To track Beijing’s reform efforts, China Pathﬁnder—a joint project of Rhodium Group and the Atlantic Council’s GeoEconomics Center—compares China’s economic system to those of market economies. Using six components of the market model—ﬁnancial system development, market competition, modern innovation system, trade openness, direct investment openness, and portfolio investment openness—we establish a quantitative framework for understanding China’s progress or regression on reform. China’s outsize role in the global economy and the necessity of reform in maintaining the country’s growth make this work a key to understanding China’s future trajectory.
- The economic effects of the pandemic obscured the underlying problems, but developments in 2022 underscored the structural nature of China’s slowdown. Although political expediency led Chinese policymakers to blame the effects of COVID for economic malaise, the implosion of the property sector, cratering market conﬁdence, and rising tensions with G7 countries forced an admission of a downturn.
- China has made some reform progress, with trade openness a standout improvement. China’s trade openness is within the range of market norms, and its goods trade practices are likely to remain a point of progress. Despite still being well behind OECD norms, China has also made progress over the past decade in the openness of its ﬁnancial system, with the score for pricing of credit entering the range of market norms for the ﬁrst time.

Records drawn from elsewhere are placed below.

PR #462, opened 2023-02-03
Remove IHttpRequest and IHttpResponse interfaces

### LINKED ISSUE #454: Leverage the HttpRequest and HttpResponse classes from `@azure/functions`
Let's get rid of the `IHttpRequest` and `IHttpRespones` classes in this SDK, and instead rely on the `HttpRequest` and `HttpResponse` classes provided by `@azure/functions`. 

This means that `client.createCheckStatusResponse()` and `client.waitForCompletionOrCreateCheckStatusResponse()` should both accept an `HttpRequest` object, and return an `HttpResponse` object. 

While technically a breaking change, this is actually helpful in most cases, because `HttpRequest` is the type of trigger input received by HTTP-triggered functions anyway, and most functions just pass the result of those API back to the Functions library, which also now expects an `HttpResponse` object

hossam-nasr:
Resolves #454. This PR removes the `IHttpResponse` and `IHttpRequest` object, and instead relies on the `HttpResponse` and `HttpRequest` objects from `@azure/functions` (respectively). Since this affects the type signatures of public APIs, this _is_ a breaking change, but we discussed offline, and we decided this is a breaking change worth pursuing. In most cases, this should actually _help_ customers, since the expected `HttpRequest` argument to APIs is usually the request object given to the client functions (which now has `HttpRequest` type), and the `HttpResponse` type is usually passed as the return value of the function, which now is expected to be `HttpResponse`. I'm not sure why the `IHttpResponse` and `IHttpRequest` types were honored/respected before, but I've removed the checks/tests related to that as well.

### DIFF
--- a/test/unit/orchestrationclient-spec.ts
+++ b/test/unit/orchestrationclient-spec.ts
@@ -90,32 +90,6 @@ describe("Orchestration Client", () => {
             expect(response.headers.get("Retry-After")).to.equal("10");
         });
 
-        it(`returns a proper response object from request.http.url`, async () => {
-            const client = new DurableOrchestrationClient(defaultClientInputData);
-            const requestObj = {
-                http: {
-                    url: defaultRequestUrl,
-                    method: "GET",
-                },
-            };
-
-            const response = client.createCheckStatusResponse(requestObj, defaultInstanceId);
-            const responseBody = await response.json();
-
-            const expectedPayload = TestUtils.createHttpManagementPayload(
-                defaultInstanceId,
-                Constants.DefaultLocalOrigin,
-                defaultTaskHub,
-                defaultConnection
-            );
-
-            expect(response.status).to.equal(202);
-            expect(responseBody).to.deep.equal(expectedPayload);
-            expect(response.headers.get("Content-Type")).to.equal("application/json");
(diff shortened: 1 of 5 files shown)


test/unit/orchestrationclient-spec.ts
```diff
@@ -90,32 +90,6 @@ describe("Orchestration Client", () => {
...
-                defaultConnection
-            );
-
-            expect(response.status).to.equal(202);
-            expect(responseBody).to.deep.equal(expectedPayload);
-            expect(response.headers.get("Content-Type")).to.equal("application/json");
-            expect(response.headers.get("Location")).to.equal(expectedPayload.statusQueryGetUri);
-            expect(response.headers.get("Retry-After")).to.equal("10");
-        });
-
```
davidmrdavid, line 118: It seems the other tests got adapted to use the new type, but this one simply got removed. Why is that?

davidmrdavid (commented):
Just a question at this time.

test/unit/orchestrationclient-spec.ts
hossam-nasr: Because this test explicitly tests `returns a response object from request.http.url`, i.e., from the no-longer-supported `IHttpRequest` type.

davidmrdavid (approved):

ejizba (approved):

PR #463, opened 2023-02-03
Don't allow compound tasks with no children

### LINKED ISSUE #424: Should we continue to support compound tasks with no children?
Currently, the SDK supports creating compoung `Task`s (e.g.., `WhenAny`/`WhenAll` tasks) without any children. This support can lead to weird scenarios such as #423. Perhaps we should consider not supporting this scenario anymore in v3 (See discussion: https://github.com/Azure/azure-functions-durable-js/issues/423#issuecomment-1397694184)

hossam-nasr:
Resolves #424

### DIFF
--- a/src/task.ts
+++ b/src/task.ts
@@ -166,9 +166,12 @@ export abstract class CompoundTask extends DFTask {
         children.map((c) => (c.parent = this));
         this.firstError = undefined;
 
-        // If the task has no children, then it's completed by definition.
+        // If the task has no children, throw an error
         if (children.length == 0) {
-            this.state = TaskState.Completed;
+            const message =
+                "Cannot initialize a CompoundTask with an empty childrens array. " +
+                "When constructing a CompoundTask (such as Task.all() or Task.any()), you must speciify at leat one Task.";
+            throw new Error(message);
         }
     }
 
--- a/src/task.ts
+++ b/src/task.ts
@@ -170,8 +170,7 @@ export abstract class CompoundTask extends DFTask {
         // See issue here for why this isn't allowed: https://github.com/Azure/azure-functions-durable-js/issues/424
         if (children.length == 0) {
             const message =
-                "Cannot initialize a CompoundTask with an empty childrens array. " +
-                "When constructing a CompoundTask (such as Task.all() or Task.any()), you must speciify at leat one Task.";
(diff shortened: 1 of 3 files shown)


src/task.ts
```diff
@@ -166,9 +166,12 @@ export abstract class CompoundTask extends DFTask {
         children.map((c) => (c.parent = this));
         this.firstError = undefined;
 
-        // If the task has no children, then it's completed by definition.
+        // If the task has no children, throw an error
```
ejizba, line 169: Can you link to this issue in the comment in the code:
`// https://github.com/Azure/azure-functions-durable-js/issues/424`

Otherwise it doesn't feel entirely clear to me _why_ this isn't allowed

src/task.ts
```diff
@@ -166,9 +166,12 @@ export abstract class CompoundTask extends DFTask {
...
         if (children.length == 0) {
-            this.state = TaskState.Completed;
+            const message =
+                "Cannot initialize a CompoundTask with an empty childrens array. " +
+                "When constructing a CompoundTask (such as Task.all() or Task.any()), you must speciify at leat one Task.";
```
ejizba:
```suggestion
                "When constructing a CompoundTask (such as Task.all() or Task.any()), you must specify at least one Task.";
```

src/task.ts
```diff
@@ -166,9 +166,12 @@ export abstract class CompoundTask extends DFTask {
         children.map((c) => (c.parent = this));
         this.firstError = undefined;
 
-        // If the task has no children, then it's completed by definition.
+        // If the task has no children, throw an error
         if (children.length == 0) {
-            this.state = TaskState.Completed;
+            const message =
+                "Cannot initialize a CompoundTask with an empty childrens array. " +
```
ejizba: Can we delete this line? I feel like both lines say the same thing and I like the bottom one better

src/task.ts
hossam-nasr: Done

src/task.ts
hossam-nasr: Oops, thanks for catching this!

src/task.ts
hossam-nasr: Done

ejizba (approved):

PR #465, opened 2023-02-03
Add new runnable TS Samples Directory

### LINKED ISSUE #421: Add v3 samples/templates

hossam-nasr:
TS version of #438. Resolves #421.


samples-ts/package.json
```diff
@@ -0,0 +1,23 @@
...
+    "main": "dist/functions/*.js",
+    "scripts": {
+        "build": "tsc",
+        "watch": "tsc -w",
+        "prestart": "npm run build",
+        "start": "func start",
+        "test": "echo \"No tests yet...\""
+    },
+    "devDependencies": {
+        "@azure/functions": "file:../../../nodejs-worker/library",
```
ejizba: This should reference an actual version. And should probably be in dependencies (I know it's technically already a sub dependency of durable-functions, but still)

ejizba (approved):
Similar comment as other samples PR. Overall structure looks good, but didn't review every single line of code

samples-ts/package.json
hossam-nasr: Good call out, thanks! Done

ejizba: @hossam-nasr you fixed the version, but it should still be moved from `devDependencies` to `dependencies`

samples-ts/extensions.csproj
```diff
@@ -0,0 +1,19 @@
...
+  <WarningsAsErrors></WarningsAsErrors>
+  <DefaultItemExcludes>**</DefaultItemExcludes>
+  </PropertyGroup>
+  <ItemGroup>
+    <None Include="host.json" />
+    <None Include="package.json" />
+    <None Include="local.settings.json" />
+  </ItemGroup>
+  <ItemGroup>
+    <PackageReference Include="Microsoft.Azure.WebJobs.Extensions.DurableTask" Version="2.9.0" />
```
davidmrdavid: nitpick: why don't you make the DF version be `2.*` so that it always downloads the latest released version of DF Extension v2?

davidmrdavid (approved):
LGTM but left a comment about your `.csproj`.

samples-ts/package.json
hossam-nasr: Done, thanks

samples-ts/extensions.csproj
hossam-nasr: Good call out! Did that for the JS Samples directory too

PR #469, opened 2023-02-08
Switch from moment to luxon

### LINKED ISSUE #276: Replace `moment.js` usage with `Luxon`
The `moment.js` library is in [maintenance mode](https://momentjs.com/docs/#/-project-status/) and the maintainers suggest switching to a different library. We should update our samples to use [Luxon](https://moment.github.io/luxon/index.html) instead.

hossam-nasr:
As in title, resolves #276

### DIFF
--- a/package.json
+++ b/package.json
@@ -46,7 +46,7 @@
         "axios": "^0.21.1",
         "debug": "~2.6.9",
         "lodash": "^4.17.15",
-        "moment": "^2.29.2",
+        "luxon": "^3.2.1",
         "uuid": "~3.3.2",
         "validator": "~13.7.0"
     },
@@ -56,6 +56,7 @@
         "@types/chai-string": "~1.4.1",
         "@types/debug": "0.0.29",
         "@types/lodash": "^4.14.119",
+        "@types/luxon": "^3.2.0",
         "@types/mocha": "^7.0.2",
         "@types/nock": "^9.3.0",
         "@types/node": "^18.0.0",
--- a/src/utils.ts
+++ b/src/utils.ts
@@ -1,3 +1,5 @@
+import { Duration } from "luxon";
+
 /** @hidden */
 export class Utils {
     public static processInput<T>(input: string | T): string | T {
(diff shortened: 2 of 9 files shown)


src/utils.ts
```diff
@@ -118,4 +120,49 @@ export class Utils {
...
+
+    /**
+     * @hidden
+     * Converts a string in the format `[-][d.]hh:mm:ss[.fffffff]`
+     * to a `Duration` object
+     * (This is the format the default .NET serializer uses, and the
+     * format coming from the Durable extension)
+     * @param input the formatted string
+     */
+    public static durationFromString(input: string): Duration {
```
hossam-nasr, line 132: This was necessary because .NET serializes `TimeSpan` objects in this weird, non-ISO standard format: `[-][d.]hh:mm:ss[.fffffff]`. See [here](https://learn.microsoft.com/en-us/dotnet/api/system.timespan.tostring?view=net-7.0) for more details. This is the format of the durations the SDK receives in its payload from the Extension. `moment.js` seemed to handle this fine out of the gate, but I couldn't find a `luxon` method that either accepts this format, or even allows specifying a custom format. The same is also true for `dayjs`, the other contender for the replacement. I know it's not ideal, but I also added unit tests to make sure this logic is sound, and step-by-step comments. If anyone has better suggestions, I'm happy to hear them.  There is a GH issue here: https://github.com/moment/luxon/issues/296 on luxon to add a `Duration.fromFormat()` method, which would help us in this case, but until that's closed, this is the best I could come up with :)

test/unit/utils-spec.ts
```diff
@@ -154,6 +154,63 @@ describe("Utils", () => {
             }).to.not.throw();
         });
     });
+
+    describe("durationFromString()", () => {
```
hossam-nasr, line 158: These unit tests were mostly derived from the examples on the .NET serialization docs here: https://learn.microsoft.com/en-us/dotnet/api/system.timespan.tostring?view=net-7.0#system-timespan-tostring

package.json
```diff
@@ -46,7 +46,7 @@
         "axios": "^0.21.1",
         "debug": "~2.6.9",
         "lodash": "^4.17.15",
-        "moment": "^2.29.2",
+        "luxon": "^3.2.1",
```
ejizba, line 49: Unless there's a compelling reason to use Luxon, I think we should use dayjs. It's way more popular than Luxon and it specifically calls itself an "alternative to Moment.js"

https://npmtrends.com/dayjs-vs-luxon

src/utils.ts
ejizba: Can we punt this PR until after preview? I believe we discussed this during triage and determined the durable package doesn't export any moment types in its public API (right?), so it's more of an internal engineering change as opposed to something that will directly benefit the user.

Even after preview, I think the fact that we have to manually implement `durationFromString` is reason enough to stay on moment. It's not like the package is dead - it's still in maintenance mode.

package.json
hossam-nasr: I'm not sure why `Luxon` was picked as the alternative instead of `dayjs`. @davidmrdavid thoughts?

I will say, `Luxon` was also created by the creators of `moment.js`, and using `Luxon` for this migration, I've liked how more strict and type-safe it feels compared to `moment.js`, something that `dayjs` doesn't do from what I've seen.

src/utils.ts
hossam-nasr: The Durable SDK does list `moment` as one of its dependencies, and it _does_ export `moment` types in its public types, as the type of some private fields, which are included in the auto-generated `.d.ts` files by default.

package.json
davidmrdavid: I think `Luxon` was suggested by a third party user who notified us of `moment.js` now longer actively developed. I have no strong feelings about the use of library so whatever works for you both, works for me.

src/utils.ts
davidmrdavid: @hossam-nasr: just to make sure I understand the context. If we're moving to manually generated types, would we be able to avoid exporting `moment`?

hossam-nasr: @davidmrdavid Yes, I believe so. But it will stay in our dependencies, even if it's not in our public types (and therefore changing it in the future won't be a breaking change). We can def still do this after preview, but I thought we agreed during triage to just do it now if the fix is easy enough.

ejizba: > it's not in our public types (and therefore changing it in the future won't be a breaking change)

Given this, I think we should stay on moment until Luxon or dayjs add support for the format we need

ejizba (changes requested):

hossam-nasr:
> Given this, I think we should stay on moment until Luxon or dayjs add support for the format we need

Closing this PR for now

Issue #458, opened 2023-02-03
Switch to manual generation of DTS files


hossam-nasr:
Related to #352 and #416. Currently, the Durable SDK auto-generates its `.d.ts` from the source-code `.ts` files. We should switch to manually authoring our type declarations and our `.d.ts` files. This has multiple benefits:

* We can be intentional about which types we export, and what public APIs we support, helping us become more thoughtful about any breaking changes
* Helps us limit the number of unnecessary exports (see #352), avoiding issues such as #353.

hossam-nasr:
Discussed some offline. As part of this, we should also try to switch from autogeneration of `.d.ts` files, to manual authoring of them. This should would help us become more intentional about which types we export, and also address #352. To do this, we should:

1. Move all types/interfaces that we should expose publicly to the `types` directory (in normal `.ts` files)
2. Separate class implementations from declarations, and move declarations to the `types` directory (also in `.ts` files)
3. Switch to manual `.d.ts` file generation

Work for points 2 and 3 is already being done

_Originally posted by @hossam-nasr in https://github.com/Azure/azure-functions-durable-js/issues/416#issuecomment-1414169027_

hossam-nasr:
Closed by #473

PR #470, opened 2023-02-08
Export class declarations from the `types` directory

hossam-nasr:
Prelude to #458, part of #416. This PR adds class declarations exported from the root of the package (living in the `types` directory), for relevant public-facing classes. Specifically, it exports declarations for the following classes:

* `PurgeHistoryResult`
* `EntityStateResponse`
* `HttpManagementPayload`
* `EntityId`
* `DurableOrchestrationStatus`
* `RetryOptions`
* `ManagedIdentityTokenSource`
* `AggregatedError`
* `DurableError`
* `DummyOrchestrationContext`
* `DummyEntityContext`

Furthermore, it also moves the `OrchestrationRuntimeStatus` enum to the `orchestrationTypes` file.


src/aggregatederror.ts
```diff
@@ -1,22 +1,9 @@
...
- * Name: DurableError
- * Message: The activity function "ActivityA" failed.
- * StackTrace: <stacktrace>
- * -----------------------------------
- * Name: DurableError
- * Message: The activity function "ActivityB" failed.
- * StackTrace: <stacktrace>
- */
-export class AggregatedError extends Error {
+export class AggregatedError extends Error implements types.AggregatedError {
```
davidmrdavid, line 6: I notice this pattern of having a class "X" implement "types.X". Is this a common pattern in Node? I find it a bit confusing to have two components of the same name

davidmrdavid (commented):
PR mostly makes sense. Just a question at this time.

src/aggregatederror.ts
hossam-nasr: Yup, this is a common pattern. This is the distinction between class declaration and implementation. Since we want to move towards manual authoring of `d.ts` files, I'm manually writing out the declaration for the classes we would export here. This is taking us one step in the direction of #458. In reality, these two components already exist, except the declaration piece is currently automatically generated.

hossam-nasr: Also, you can see this pattern too in `@azure/functions` with classes like `HttpRequest` and `HttpResponse` that it exports.

src/types/index.ts
```diff
@@ -1,10 +1,88 @@
...
+ * A specfic error thrown when a scheduled activity or suborchestrator has failed.
+ * This error can be checked for via `instanceof` guards to catch only exceptions thrown
+ * by the DurableJS library.
+ */
+export declare class DurableError extends Error {
+    /**
+     * Constructs a `DurableError` instance.
+     * @param message error message.
+     */
+    constructor(message?: string);
```
ejizba: `message?: string` is slightly different than `message: string | undefined`, which is how the class is defined in `src`. I'd prefer to keep them consistent

src/types/orchestrationTypes.ts
```diff
@@ -65,3 +85,112 @@ export interface CallHttpOptions {
...
+     * default. It is populated only when explicitly requested in the call
+     * to `DurableOrchestrationClient.getStatus()`.
+     */
+    readonly history?: Array<unknown>;
+}
+
+/**
+ * The status of an orchestration instance.
+ */
+export enum OrchestrationRuntimeStatus {
```
ejizba: enums are more like classes than interfaces. enums & classes stick around when compiled to javascript, whereas types & interfaces are thrown away. That means you still need the real code in the src folder, and this file can only do `export declare enum`. It works now because this file is a `.ts` file, but it should break once this file is converted to a `.d.ts` file

In addition, all imports of `OrchestrationRuntimeStatus` will need to reference the src file, not the types file.

src/types/entityTypes.ts
```diff
@@ -20,3 +20,70 @@ export interface EntityContext<T> extends InvocationContext {
...
     df: DurableEntityContext<T>;
 }
+
+/**
+ * An entity context with dummy default values to facilitate mocking/stubbing the
+ * Durable Functions API.
+ */
+export declare class DummyEntityContext<T> extends InvocationContext implements EntityContext<T> {
+    /**
+     * Creates a new instance of a dummy orchestration context.
```
ejizba: Looks like you copied the `orchestration` comments, not the `entity` comments

src/types/durableClientTypes.ts
```diff
@@ -20,3 +20,52 @@ export interface StartNewOptions {
...
+     * The HTTP POST instance rewind endpoint URL.
+     */
+    readonly rewindPostUri: string;
+    /**
+     * The HTTP DELETE purge endpoint URL.
+     */
+    readonly purgeHistoryDeleteUri: string;
+
+    /** @hidden */
+    [key: string]: string;
```
ejizba: I'd prefer to remove hidden types

src/types/index.ts
```diff
@@ -1,10 +1,88 @@
...
+export declare class RetryOptions {
+    /**
+     * Creates a new instance of RetryOptions with the supplied first retry and
+     * max attempts.
+     * @param firstRetryIntervalInMilliseconds The first retry interval (ms). Must be greater than 0.
+     * @param maxNumberOfAttempts The maximum number of attempts.
+     */
+    constructor(firstRetryIntervalInMilliseconds: number, maxNumberOfAttempts: number);
+    /**
+     * The retry backoff coefficinet
```
ejizba:
```suggestion
     * The retry backoff coefficient
```

src/types/index.ts
```diff
@@ -1,10 +1,88 @@
...
+    constructor(resource: string);
+
+    /**
+     * The Azure Active Directory resource identifier of the web API being invoked.
+     * For example, `https://management.core.windows.net/` or `https://graph.microsoft.com/`.
+     */
+    readonly resource: string;
+
+    /** @hidden */
+    kind: string;
```
ejizba: hidden

src/types/index.ts
hossam-nasr: How is it different?

src/types/orchestrationTypes.ts
hossam-nasr: Done. Is there an equivalent of the `implements` here, or how is the `.d.ts` declaration mapped to the src file?

src/types/entityTypes.ts
hossam-nasr: Oops thanks, fixed!

src/types/index.ts
hossam-nasr: Removed

src/types/index.ts
hossam-nasr: Fixed

src/types/durableClientTypes.ts
hossam-nasr: Removed

src/types/index.ts
ejizba: With `message?: string`, its easier to forget to pass `message`. So for example if you want people to pass a message 99% of the time, you'd use `message: string | undefined` to remind people. If `message` is unimportant and used less often, you'd use `message?: string` for the sake of convenience.

I don't really care which one we choose in this case, but I think the types and the src file should be consistent

src/types/orchestrationTypes.ts
ejizba: I don't think there's an `implements`, no. Tbh I don't use enums very often as they can be kinda clunky

ejizba (approved):
Just the nit about the `message?` thing left, but otherwise LGTM

src/types/index.ts
hossam-nasr: Ok fair enough. Since it was `| undefined` in the `src`, I've changed it to be the same in the `types` too.

PR #473, opened 2023-02-09
Manually export .d.ts files

### LINKED ISSUE #458: Switch to manual generation of DTS files

hossam-nasr:
Resolves #458. To make reviewing easier, I've split this PR into smaller commits with descriptive names. The first commit does nothing but move files from the `src/types` to the `types` directory and updates imports.


types/orchestrationTypes.d.ts
```diff
@@ -1,6 +1,6 @@
 import { FunctionOptions, FunctionTrigger, InvocationContext, LogHandler } from "@azure/functions";
-import { Task, TimerTask, TokenSource } from ".";
-import { EntityId, RetryOptions } from "../classes";
+import { RetryOptions, Task, TimerTask, TokenSource } from ".";
+import { EntityId } from "./entityTypes";
```
ejizba: While we're renaming, I'd prefer if we get rid of `Types` from these file names. Now that its in the `types/` folder and has the `.d.ts` extension, I think `Types` is implied

ejizba (approved):
I like the smaller commits, thanks!

I'm still a bit nervous about the scope of this change, but I think it's worth the risk. I'm glad it's being done now instead of closer to the preview announcement, and I hope we do plenty of manual testing once this is merged. Tbh I expect some bumps, but I think we should be able to handle them

davidmrdavid (approved):
LGTM. Thanks for the well-split commits.
A follow-up action item would be to ensure that our autogenerated docs [here](https://learn.microsoft.com/en-us/javascript/api/durable-functions/?view=azure-node-latest) continue working after all these changes. Definitely not a preview blocker, but I'd like to finish this validation before GA.

types/orchestrationTypes.d.ts
hossam-nasr: Makes sense, done.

- In the past year, China strayed further from market norms in the areas of market competition and its innovation system. Amid widening global competition over high-tech industries, Beijing has seen a sizeable increase in the presence of state-owned ﬁrms in its top companies, tightening of cross-border data rules, and the staying power of industrial policy as a key tool. China’s restriction of academic database access and crackdown on how companies use algorithms have made its innovation system less open.
- Open market economies in some cases moved away from market norms in 2022 due to the state of the global economy. OECD economies saw movement away from market norms in ﬁnancial system development and portfolio investment, mostly as a result of a decline in market capitalization and falling non-ﬁnancial corporate debt compared to GDP. These drifts say more about structural changes in the global economy than they do about particular regulatory changes.
- In its current trajectory, China’s economic growth will continue to grind ever slower. This slowdown will impact Beijing’s ambitions for indigenous high-tech development, exacerbate local ﬁscal crunches, and have spillover effects for other countries who depend on China as an export or import market. The slowdown will also begin to diminish perceptions of China’s state-led economic system, with implications for the competition between Beijing and market economies.
- If Beijing is going to dig its way out of its current economic hole, it needs to allow robust debate and enact concrete reforms. To make positive changes, China should retire its GDP target, rebalance the ﬁscal burdens that are unequally shared by local and central governments, privatize some of its state-owned assets, and reform its pension system.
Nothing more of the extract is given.